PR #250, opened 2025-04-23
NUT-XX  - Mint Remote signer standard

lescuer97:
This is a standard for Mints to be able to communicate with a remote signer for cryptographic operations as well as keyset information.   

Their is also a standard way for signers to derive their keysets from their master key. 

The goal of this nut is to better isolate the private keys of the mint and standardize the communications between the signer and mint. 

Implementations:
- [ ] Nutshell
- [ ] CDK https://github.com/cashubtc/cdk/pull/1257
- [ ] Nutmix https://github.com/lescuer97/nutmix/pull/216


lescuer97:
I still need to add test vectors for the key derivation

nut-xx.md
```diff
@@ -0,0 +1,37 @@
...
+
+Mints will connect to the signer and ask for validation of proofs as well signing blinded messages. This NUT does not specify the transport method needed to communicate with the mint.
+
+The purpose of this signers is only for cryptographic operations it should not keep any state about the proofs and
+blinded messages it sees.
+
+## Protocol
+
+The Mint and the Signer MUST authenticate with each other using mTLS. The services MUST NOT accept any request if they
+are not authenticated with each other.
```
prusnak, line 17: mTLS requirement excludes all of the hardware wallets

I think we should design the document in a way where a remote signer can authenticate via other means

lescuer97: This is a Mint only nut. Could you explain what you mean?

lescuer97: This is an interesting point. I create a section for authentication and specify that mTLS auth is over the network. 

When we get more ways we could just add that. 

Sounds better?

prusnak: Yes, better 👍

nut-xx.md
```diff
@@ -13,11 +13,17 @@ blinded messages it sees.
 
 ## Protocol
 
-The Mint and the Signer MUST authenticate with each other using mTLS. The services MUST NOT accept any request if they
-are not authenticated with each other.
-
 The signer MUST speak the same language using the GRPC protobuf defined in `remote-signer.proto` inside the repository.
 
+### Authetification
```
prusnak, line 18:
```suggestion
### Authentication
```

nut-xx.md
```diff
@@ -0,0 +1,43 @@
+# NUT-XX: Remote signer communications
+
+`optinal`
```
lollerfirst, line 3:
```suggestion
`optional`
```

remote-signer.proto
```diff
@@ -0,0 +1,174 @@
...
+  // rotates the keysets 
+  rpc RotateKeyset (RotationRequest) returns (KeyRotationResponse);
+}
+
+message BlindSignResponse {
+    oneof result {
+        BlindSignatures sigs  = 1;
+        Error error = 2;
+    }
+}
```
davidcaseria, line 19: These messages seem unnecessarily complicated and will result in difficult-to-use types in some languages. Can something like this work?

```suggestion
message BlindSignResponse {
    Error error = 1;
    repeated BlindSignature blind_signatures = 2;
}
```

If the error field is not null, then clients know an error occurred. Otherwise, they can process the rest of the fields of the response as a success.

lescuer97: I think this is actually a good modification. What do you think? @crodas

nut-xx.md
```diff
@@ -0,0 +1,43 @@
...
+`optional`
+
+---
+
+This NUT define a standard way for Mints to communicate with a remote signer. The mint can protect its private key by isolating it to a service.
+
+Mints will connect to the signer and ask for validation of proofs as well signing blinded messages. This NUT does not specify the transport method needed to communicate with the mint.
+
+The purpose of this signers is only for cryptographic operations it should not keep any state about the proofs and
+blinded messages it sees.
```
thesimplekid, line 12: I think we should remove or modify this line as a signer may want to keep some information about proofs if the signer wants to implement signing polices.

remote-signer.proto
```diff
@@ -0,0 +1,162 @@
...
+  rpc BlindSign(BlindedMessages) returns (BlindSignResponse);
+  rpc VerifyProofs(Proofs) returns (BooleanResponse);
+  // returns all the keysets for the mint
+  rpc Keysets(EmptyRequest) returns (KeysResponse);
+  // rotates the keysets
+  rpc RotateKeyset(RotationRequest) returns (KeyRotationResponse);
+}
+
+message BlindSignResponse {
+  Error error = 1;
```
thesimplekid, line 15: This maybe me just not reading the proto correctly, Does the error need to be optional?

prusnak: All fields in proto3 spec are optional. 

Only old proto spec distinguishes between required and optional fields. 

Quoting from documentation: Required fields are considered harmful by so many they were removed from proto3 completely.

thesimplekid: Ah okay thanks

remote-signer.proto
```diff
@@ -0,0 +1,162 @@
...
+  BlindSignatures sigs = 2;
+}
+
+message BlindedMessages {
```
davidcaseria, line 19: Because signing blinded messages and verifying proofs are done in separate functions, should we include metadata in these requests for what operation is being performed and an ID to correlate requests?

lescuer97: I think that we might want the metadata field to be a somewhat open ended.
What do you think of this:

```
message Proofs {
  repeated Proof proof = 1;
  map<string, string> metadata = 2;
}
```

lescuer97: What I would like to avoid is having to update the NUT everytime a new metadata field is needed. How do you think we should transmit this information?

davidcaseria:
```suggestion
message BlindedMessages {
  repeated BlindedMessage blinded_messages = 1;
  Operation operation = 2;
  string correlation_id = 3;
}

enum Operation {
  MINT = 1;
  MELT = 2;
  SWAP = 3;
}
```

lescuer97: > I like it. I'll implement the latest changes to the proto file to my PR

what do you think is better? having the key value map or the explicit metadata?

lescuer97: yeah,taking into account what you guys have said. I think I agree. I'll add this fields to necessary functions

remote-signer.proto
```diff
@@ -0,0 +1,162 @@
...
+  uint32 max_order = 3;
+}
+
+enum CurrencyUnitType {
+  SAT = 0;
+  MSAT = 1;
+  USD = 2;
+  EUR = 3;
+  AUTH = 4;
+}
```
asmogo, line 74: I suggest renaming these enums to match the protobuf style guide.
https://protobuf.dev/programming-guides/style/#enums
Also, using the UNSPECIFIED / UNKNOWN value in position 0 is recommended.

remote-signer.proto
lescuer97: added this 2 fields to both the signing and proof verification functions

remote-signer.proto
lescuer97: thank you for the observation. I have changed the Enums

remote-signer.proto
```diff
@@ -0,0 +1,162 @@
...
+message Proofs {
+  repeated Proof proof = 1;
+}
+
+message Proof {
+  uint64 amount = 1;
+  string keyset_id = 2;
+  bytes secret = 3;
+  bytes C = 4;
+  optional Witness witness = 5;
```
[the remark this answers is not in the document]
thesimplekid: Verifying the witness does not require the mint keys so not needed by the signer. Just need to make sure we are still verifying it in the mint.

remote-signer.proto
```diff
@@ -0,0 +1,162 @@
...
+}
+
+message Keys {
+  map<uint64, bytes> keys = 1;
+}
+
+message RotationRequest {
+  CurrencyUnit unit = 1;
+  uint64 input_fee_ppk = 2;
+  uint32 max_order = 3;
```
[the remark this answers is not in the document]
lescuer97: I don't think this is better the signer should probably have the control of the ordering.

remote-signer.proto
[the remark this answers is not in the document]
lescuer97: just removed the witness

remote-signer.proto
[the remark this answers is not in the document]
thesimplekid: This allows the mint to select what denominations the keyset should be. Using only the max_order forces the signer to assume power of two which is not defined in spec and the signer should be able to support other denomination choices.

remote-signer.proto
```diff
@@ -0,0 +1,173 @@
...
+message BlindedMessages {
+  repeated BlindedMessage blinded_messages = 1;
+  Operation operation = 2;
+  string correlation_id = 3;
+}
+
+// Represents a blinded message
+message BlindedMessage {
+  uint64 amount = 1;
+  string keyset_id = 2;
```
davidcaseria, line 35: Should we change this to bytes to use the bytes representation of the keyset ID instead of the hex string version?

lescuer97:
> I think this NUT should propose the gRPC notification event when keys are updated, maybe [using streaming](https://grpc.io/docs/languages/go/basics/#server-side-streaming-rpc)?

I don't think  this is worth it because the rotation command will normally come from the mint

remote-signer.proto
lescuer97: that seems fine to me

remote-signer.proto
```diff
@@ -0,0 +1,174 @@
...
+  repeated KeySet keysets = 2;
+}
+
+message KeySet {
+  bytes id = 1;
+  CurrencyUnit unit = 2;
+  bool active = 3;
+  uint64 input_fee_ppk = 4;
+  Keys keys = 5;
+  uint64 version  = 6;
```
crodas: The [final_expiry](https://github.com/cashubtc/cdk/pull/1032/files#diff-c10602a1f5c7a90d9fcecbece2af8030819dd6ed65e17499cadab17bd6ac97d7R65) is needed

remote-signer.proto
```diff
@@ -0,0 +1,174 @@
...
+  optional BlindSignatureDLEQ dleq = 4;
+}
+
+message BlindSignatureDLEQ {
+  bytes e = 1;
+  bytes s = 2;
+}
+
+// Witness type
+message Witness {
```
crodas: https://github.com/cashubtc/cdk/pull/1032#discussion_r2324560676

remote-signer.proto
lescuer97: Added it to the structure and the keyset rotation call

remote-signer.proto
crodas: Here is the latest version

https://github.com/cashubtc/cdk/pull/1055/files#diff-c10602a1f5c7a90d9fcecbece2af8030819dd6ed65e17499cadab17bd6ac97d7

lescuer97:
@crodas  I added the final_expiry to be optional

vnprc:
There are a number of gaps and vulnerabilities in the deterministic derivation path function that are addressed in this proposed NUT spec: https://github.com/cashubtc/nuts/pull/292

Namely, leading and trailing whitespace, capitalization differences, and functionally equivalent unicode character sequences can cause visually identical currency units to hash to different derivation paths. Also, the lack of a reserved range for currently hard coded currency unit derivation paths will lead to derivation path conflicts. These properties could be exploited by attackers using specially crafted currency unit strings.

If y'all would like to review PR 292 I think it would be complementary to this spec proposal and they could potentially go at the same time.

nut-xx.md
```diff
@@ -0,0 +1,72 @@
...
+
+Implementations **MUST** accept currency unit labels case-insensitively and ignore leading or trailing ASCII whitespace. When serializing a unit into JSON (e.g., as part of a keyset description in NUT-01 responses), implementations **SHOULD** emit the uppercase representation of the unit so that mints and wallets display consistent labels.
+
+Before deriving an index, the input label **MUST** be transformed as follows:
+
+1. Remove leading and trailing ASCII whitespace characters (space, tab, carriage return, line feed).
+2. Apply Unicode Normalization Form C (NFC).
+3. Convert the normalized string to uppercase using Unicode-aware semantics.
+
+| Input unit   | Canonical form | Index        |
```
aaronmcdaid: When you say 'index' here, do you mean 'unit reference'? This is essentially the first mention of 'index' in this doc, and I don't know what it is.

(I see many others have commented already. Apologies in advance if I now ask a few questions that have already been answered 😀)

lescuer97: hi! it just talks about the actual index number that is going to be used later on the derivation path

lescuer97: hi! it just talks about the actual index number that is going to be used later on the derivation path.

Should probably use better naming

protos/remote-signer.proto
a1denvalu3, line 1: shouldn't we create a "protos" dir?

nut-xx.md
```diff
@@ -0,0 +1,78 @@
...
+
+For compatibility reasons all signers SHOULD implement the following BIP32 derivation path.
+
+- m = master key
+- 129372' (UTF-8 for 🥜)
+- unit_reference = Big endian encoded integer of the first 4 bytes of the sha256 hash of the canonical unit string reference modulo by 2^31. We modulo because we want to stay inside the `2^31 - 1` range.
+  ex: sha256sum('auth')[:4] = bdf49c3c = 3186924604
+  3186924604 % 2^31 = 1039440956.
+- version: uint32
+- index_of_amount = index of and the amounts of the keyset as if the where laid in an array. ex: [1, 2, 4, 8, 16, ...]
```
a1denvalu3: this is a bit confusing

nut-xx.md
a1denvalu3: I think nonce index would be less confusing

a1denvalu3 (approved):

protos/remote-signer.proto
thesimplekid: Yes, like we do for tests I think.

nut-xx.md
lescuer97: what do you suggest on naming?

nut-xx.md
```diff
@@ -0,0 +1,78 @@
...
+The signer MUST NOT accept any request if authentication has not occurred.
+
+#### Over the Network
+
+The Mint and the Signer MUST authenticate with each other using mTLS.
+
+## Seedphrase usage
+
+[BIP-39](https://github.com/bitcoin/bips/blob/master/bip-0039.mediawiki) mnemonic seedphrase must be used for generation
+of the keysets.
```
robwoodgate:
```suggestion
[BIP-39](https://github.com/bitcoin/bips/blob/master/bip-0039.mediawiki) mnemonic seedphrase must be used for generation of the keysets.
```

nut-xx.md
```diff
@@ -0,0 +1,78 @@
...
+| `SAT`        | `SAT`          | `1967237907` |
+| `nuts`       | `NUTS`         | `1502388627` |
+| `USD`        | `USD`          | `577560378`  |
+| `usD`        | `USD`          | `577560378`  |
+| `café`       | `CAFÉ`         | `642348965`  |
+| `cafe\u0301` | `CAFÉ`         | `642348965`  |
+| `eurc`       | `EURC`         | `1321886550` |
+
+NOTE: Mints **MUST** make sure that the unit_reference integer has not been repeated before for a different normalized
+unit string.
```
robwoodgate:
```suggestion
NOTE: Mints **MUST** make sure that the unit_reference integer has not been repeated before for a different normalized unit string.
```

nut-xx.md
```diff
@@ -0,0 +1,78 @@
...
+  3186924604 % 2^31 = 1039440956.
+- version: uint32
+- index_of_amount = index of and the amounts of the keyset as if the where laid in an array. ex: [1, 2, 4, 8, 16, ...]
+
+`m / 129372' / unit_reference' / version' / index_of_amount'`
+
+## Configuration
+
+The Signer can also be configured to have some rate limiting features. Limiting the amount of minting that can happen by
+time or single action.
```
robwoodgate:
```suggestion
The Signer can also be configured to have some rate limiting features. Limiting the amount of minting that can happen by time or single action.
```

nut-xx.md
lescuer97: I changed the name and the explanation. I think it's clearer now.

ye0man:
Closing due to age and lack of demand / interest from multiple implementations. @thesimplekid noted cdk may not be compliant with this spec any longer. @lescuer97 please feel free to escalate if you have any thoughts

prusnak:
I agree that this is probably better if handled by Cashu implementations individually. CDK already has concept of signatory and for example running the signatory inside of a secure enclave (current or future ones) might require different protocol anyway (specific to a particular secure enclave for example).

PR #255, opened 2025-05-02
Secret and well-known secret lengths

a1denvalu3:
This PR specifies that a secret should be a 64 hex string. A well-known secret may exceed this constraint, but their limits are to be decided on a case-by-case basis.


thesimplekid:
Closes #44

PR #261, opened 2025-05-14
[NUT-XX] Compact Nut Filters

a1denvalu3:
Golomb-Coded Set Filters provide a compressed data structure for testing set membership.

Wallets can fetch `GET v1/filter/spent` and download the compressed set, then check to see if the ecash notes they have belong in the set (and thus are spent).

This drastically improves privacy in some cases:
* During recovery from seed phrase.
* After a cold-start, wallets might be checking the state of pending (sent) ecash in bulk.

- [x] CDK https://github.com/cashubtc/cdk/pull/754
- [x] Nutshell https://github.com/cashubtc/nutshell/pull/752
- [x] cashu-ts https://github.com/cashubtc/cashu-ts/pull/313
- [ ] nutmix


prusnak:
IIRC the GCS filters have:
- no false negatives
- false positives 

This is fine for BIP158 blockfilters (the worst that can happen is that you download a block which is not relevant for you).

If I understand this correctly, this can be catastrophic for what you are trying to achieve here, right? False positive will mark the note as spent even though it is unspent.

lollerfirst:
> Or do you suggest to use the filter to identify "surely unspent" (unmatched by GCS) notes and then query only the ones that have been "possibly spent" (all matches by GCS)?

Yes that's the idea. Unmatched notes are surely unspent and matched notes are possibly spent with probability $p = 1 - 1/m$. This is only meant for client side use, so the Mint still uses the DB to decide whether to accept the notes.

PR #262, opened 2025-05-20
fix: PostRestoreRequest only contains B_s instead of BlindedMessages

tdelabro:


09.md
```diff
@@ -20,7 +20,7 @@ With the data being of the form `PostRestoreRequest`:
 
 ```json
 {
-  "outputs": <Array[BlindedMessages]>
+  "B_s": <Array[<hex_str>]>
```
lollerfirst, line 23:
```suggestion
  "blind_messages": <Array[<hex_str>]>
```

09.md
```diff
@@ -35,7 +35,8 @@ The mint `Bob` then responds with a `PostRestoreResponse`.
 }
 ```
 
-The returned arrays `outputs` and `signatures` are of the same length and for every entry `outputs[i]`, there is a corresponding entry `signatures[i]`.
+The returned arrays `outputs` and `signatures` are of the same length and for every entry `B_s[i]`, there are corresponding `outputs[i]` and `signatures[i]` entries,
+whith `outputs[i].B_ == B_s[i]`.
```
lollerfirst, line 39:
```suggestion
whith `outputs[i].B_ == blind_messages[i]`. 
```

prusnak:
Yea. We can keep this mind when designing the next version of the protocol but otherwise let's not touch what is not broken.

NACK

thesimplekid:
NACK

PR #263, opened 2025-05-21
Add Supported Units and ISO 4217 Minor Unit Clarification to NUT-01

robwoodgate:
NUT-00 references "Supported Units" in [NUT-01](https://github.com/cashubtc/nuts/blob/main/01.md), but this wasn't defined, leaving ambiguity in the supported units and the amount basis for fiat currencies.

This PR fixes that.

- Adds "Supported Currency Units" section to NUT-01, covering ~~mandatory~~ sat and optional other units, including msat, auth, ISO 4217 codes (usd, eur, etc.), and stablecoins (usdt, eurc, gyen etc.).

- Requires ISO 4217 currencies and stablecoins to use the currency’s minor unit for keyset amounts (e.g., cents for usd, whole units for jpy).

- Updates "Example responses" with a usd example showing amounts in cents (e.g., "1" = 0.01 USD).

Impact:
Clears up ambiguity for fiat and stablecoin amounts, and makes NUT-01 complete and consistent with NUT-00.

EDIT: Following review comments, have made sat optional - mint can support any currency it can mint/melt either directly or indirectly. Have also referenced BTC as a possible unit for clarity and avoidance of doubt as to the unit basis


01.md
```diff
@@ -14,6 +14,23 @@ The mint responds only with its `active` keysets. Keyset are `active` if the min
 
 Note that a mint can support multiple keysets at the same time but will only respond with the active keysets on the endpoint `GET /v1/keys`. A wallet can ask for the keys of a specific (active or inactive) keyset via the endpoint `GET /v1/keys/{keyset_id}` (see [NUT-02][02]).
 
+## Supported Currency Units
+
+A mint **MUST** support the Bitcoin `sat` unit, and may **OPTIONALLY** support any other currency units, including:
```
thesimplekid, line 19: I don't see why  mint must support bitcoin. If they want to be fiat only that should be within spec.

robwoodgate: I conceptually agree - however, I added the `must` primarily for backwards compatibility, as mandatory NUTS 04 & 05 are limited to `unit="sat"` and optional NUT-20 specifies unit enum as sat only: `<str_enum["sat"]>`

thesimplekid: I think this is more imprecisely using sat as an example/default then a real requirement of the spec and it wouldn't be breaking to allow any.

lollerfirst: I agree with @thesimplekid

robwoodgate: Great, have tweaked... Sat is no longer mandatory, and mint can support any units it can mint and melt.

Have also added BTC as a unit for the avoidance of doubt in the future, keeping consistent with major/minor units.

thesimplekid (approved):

■ **Task statement**
In the listing above, find the line with "fix: PostRestoreRequest only" and the line with "eurc, gyen etc.).". Output those two lines and every line between them, exactly as written.

■ **Reply**
fix: PostRestoreRequest only contains B_s instead of BlindedMessages

tdelabro:


09.md
```diff
@@ -20,7 +20,7 @@ With the data being of the form `PostRestoreRequest`:
 
 ```json
 {
-  "outputs": <Array[BlindedMessages]>
+  "B_s": <Array[<hex_str>]>
```
lollerfirst, line 23:
```suggestion
  "blind_messages": <Array[<hex_str>]>
```

09.md
```diff
@@ -35,7 +35,8 @@ The mint `Bob` then responds with a `PostRestoreResponse`.
 }
 ```
 
-The returned arrays `outputs` and `signatures` are of the same length and for every entry `outputs[i]`, there is a corresponding entry `signatures[i]`.
+The returned arrays `outputs` and `signatures` are of the same length and for every entry `B_s[i]`, there are corresponding `outputs[i]` and `signatures[i]` entries,
+whith `outputs[i].B_ == B_s[i]`.
```
lollerfirst, line 39:
```suggestion
whith `outputs[i].B_ == blind_messages[i]`. 
```

prusnak:
Yea. We can keep this mind when designing the next version of the protocol but otherwise let's not touch what is not broken.

NACK

thesimplekid:
NACK

PR #263, opened 2025-05-21
Add Supported Units and ISO 4217 Minor Unit Clarification to NUT-01

robwoodgate:
NUT-00 references "Supported Units" in [NUT-01](https://github.com/cashubtc/nuts/blob/main/01.md), but this wasn't defined, leaving ambiguity in the supported units and the amount basis for fiat currencies.

This PR fixes that.

- Adds "Supported Currency Units" section to NUT-01, covering ~~mandatory~~ sat and optional other units, including msat, auth, ISO 4217 codes (usd, eur, etc.), and stablecoins (usdt, eurc, gyen etc.).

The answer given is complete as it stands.